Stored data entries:
'''

Issue #6330, opened 2024-01-11
Manage Stake Modal flow - FE/BE Integration


masvelio:
## Description

In #5476 includes UI work. To split this into smaller piece of work, we need to integrate FE with BE separately.
More info about behaviours can be found in #5476 description

masvelio:
blocked by #5476

HIM92:
New acceptance criteria: 
1) When a user is minting stake, and they are signed in with one address on a community that does not have ETH, the user address with the live session key is the default address for the minting transaction. The user has to select the change of address to one that is funded with ETH. It is not automatic.

2) We are changing the terms of acquiring and reducing your Community Stake from "buying" and "selling" to "mint" and "burn." We are also changing any mention of purchase, sale and other words that imply buying and selling. I've annotated the designs here as bubble comments. The UX areas that are affected are the stake banner, stake modal, stake button on the side bar, as well as the transaction complete event on the modal: 

https://www.figma.com/file/KOEVNGXStBhmX3NnYq7MxP/Community-Stake?type=design&node-id=1117-201363&mode=design&t=Dkl0Zq27TEgEG7nF-0

HIM92:
Copy for vote weight explainer: 

"Your vote weight is based on membership and the amount of Stake you have in your wallet. Each member of this community gets 1 vote for joining. All other vote weight is provided by the amount of stake in your wallet, and the vote weight provided per stake by the community's stake contract."

HIM92:
**Change in ETH decimal behavior**

1. On the vote weigh modal, reduce the number of maximum decimals we show for ETH figures to 8. So the smallest viewable integer of ETH we show is 0.00000001
2. On the vote weight side bar, reduce the number of maximum decimals we show for ETH figures to 8. So the smallest viewable integer of ETH we show is 0.00000001

Issue #6416, opened 2024-01-22
Dismissal behavior for Community Stake Banner


HIM92:
## Description
The dismiss behavior for when a user hits "X" on the community stake banner. We want the user to be able to dismiss to their liking when they see the banner, and hit "x". They should be shown a modal asking them if they want to dismiss it. On this modal they can also select one of the following:

1) Dismiss for THIS Community -> if this is selected and the user hits "dismiss: then the user will not be shown the community stake banner in this community henceforth.

2) Dismiss for ANY Community -> if this is selected and the user hits "dismiss" then the user will not be shown the stake banner again throughout their lifetime on common. 

3) If neither are selected and the user hits "dismiss" the banner is dismissed on the specific community they are viewing for the remainder of their login session. 

4) If the user hits "cancel" then the banner is not dismissed at all. 

## Project Owner
@HIM92 

## Engineering Requirements
The "X" button opens the modal, and the options are presented. Option 3 should dismiss the banner for the remainder of the login session. 

## Acceptance Criteria
Options 1-4 should have the behavior provided. Additionally, options 1 and 2 are mutually exclusive. A user should only be able to select one of the two of them, or none of them, or cancel. 

## Additional context
Behavior Figjam: https://www.figma.com/file/FhJyEMskgMi4EYwQ9aYBa2/Community-Stake-banner-behavior?type=whiteboard&node-id=0-1&t=huTIaToIF7mMiIjH-0

Designs: https://www.figma.com/file/KOEVNGXStBhmX3NnYq7MxP/Community-Stake?type=design&node-id=1117-201363&mode=design&t=aEcRJ7060CxWYk1j-0

PR #6539, opened 2024-02-01
Buy & Sell community stake flow

masvelio:
## Link to Issue
Closes: #6330 

## Description of Changes
Last piece of community stake puzzle. It let's you use the whole flow, beginning with community creation, enabling stake, buying & selling stake and vote.
- @ianrowan added few changes to contract helpers in this PR
- rest is about integration existing UI components with backend and protocol layer using mostly react-query

### Prerequisites
- add `FLAG_COMMUNITY_STAKE=true` to `.env`
- add `ETH_RPC=test` to `.env` to prevent metamask from asking to switch network back from goerli to mainnet
- prepare metamask wallet that is switched to goerli network and has positive balance (for top up use faucets: [one](https://goerlifaucet.com/), [two](https://faucet.quicknode.com/ethereum/goerli) or [three](https://goerli-faucet.pk910.de/))

### Testing
**1. Create new community and enable stake**
- test plan is available [here](https://github.com/hicommonwealth/commonwealth/pull/6466)

https://github.com/hicommonwealth/commonwealth/assets/14819225/a0b75a2c-3eb6-4658-88c6-5f262c2a4ccc

**2. Check weight module in the sidebar**
- initial weight should be 1
- initial stake should be 0 valued at 0 ETH
- only "Buy stake" should be visible
 
**3. Buying /selling stake**
- open stake modal
- select address dropdown
  - green checkmark should point to the active user address
  - dropdown should list only addresses that are active in current community and are metamask addresses
  - `current balance` should change on address change
  - `current balance` should be red if selected number of stake to buy is more expensive than the value of eth in your wallet
- select number of stake you want to buy/sell
- click `buy/sell` button
- metamask extension should popup to sign the transaction
- click `reject` to see failure modal. You can come back to buying/selling process or cancel it
- click `sign` in extension and waiting modal should appear
- when transaction succeeded, you can see links to etherscan
- weight module in sidebar should change => values for stake and eth should be updated

https://github.com/hicommonwealth/commonwealth/assets/14819225/c6ae687b-e107-4fb2-8ff0-e54cea3f006e

**4. Voting**
- create thread and vote with you address that have more stake
- vote with address without stake
- observe results in the table

https://github.com/hicommonwealth/commonwealth/assets/14819225/55586975-b7ee-46ce-820f-21784eeaca9c

## Deployment Plan

1. everything related to community stake is hidden behind the `FLAG_COMMUNITY_STAKE` flag. It is safe to deploy it on production behind the feature flag.
2. There are multiple places in the code (frontend/backend) with hardcoded values for Goerli testnet. We should test this functionality against mainnet, but this would require:
    - deploying contracts to mainnet
    - changing those Goerli-hardcoded places in the code to Ethereum Mainnet 
    - this ☝️ is on @egetekiner @ianrowan 

## Other Considerations

- #6416


packages/commonwealth/client/scripts/helpers/ContractHelpers/ContractBase.ts
```diff
@@ -5,30 +5,38 @@ import Web3 from 'web3';
 import { AbiItem } from 'web3-utils';
 
 abstract class ContractBase {
-  protected contract;
-  public contractAddress;
+  protected contract: any;
```
mzparacha, line 8: lets define the type if possible?

packages/commonwealth/client/scripts/state/api/communityStake/fetchEthUsdRate.ts
```diff
@@ -0,0 +1,29 @@
+import { useQuery } from '@tanstack/react-query';
+import axios from 'axios';
+import { ExternalEndpoints } from 'state/api/config';
+
+const ETH_USD_RATE_STALE_TIME = 10 * 60 * 1_000; // 10 min
```
mzparacha, line 5: I don't have much background here, but is it safe to cache this for 10 mins? If a user buys a stake and the real ETH_USD value increases/decreases, do we use the cached value or the updated value?

mzparacha (approved):
Tested with Goerli, works smoothly. Awesome work as always @masvelio 🔥

Left some minor comments above. I also think we should prevent this modal from closing (either by the X button or clicking on the backdrop) and prevent the browser tab from closing if a transaction is in progress here. 

image

packages/commonwealth/client/scripts/views/components/CommunityStake/useCommunityStake.ts
```diff
@@ -0,0 +1,85 @@
...
+      chainRpc,
+      keepPreviousData: true,
+    });
+
+  const currentVoteWeight = calculateVoteWeight(
+    userStakeBalanceData,
+    stakeData?.vote_weight,
+  );
+  const stakeBalance = Number(userStakeBalanceData);
+  const stakeValue = stakeBalance * Number(buyPriceData?.price);
```
ianrowan, line 71: We don't need the multiplier here, fixing in follow up PR though so GTG

ianrowan (approved):
LGTM, addressing the one point in my follow up

packages/commonwealth/client/scripts/helpers/ContractHelpers/ContractBase.ts
masvelio: this would something for @ianrowan

packages/commonwealth/client/scripts/state/api/communityStake/fetchEthUsdRate.ts
masvelio: we call it pretty often so caching it for longer time makes sense. Also, this is also for displaying approximate USD value and I assume that the rate does not change significantly within 10 minutes.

'''

- [Assigned task]:
Starting with the first line of the entries and ending with the line that has "1) When a user", copy each line exactly and add nothing.

- [Expected answer]:
Issue #6330, opened 2024-01-11
Manage Stake Modal flow - FE/BE Integration


masvelio:
## Description

In #5476 includes UI work. To split this into smaller piece of work, we need to integrate FE with BE separately.
More info about behaviours can be found in #5476 description

masvelio:
blocked by #5476

HIM92:
New acceptance criteria: 
1) When a user is minting stake, and they are signed in with one address on a community that does not have ETH, the user address with the live session key is the default address for the minting transaction. The user has to select the change of address to one that is funded with ETH. It is not automatic.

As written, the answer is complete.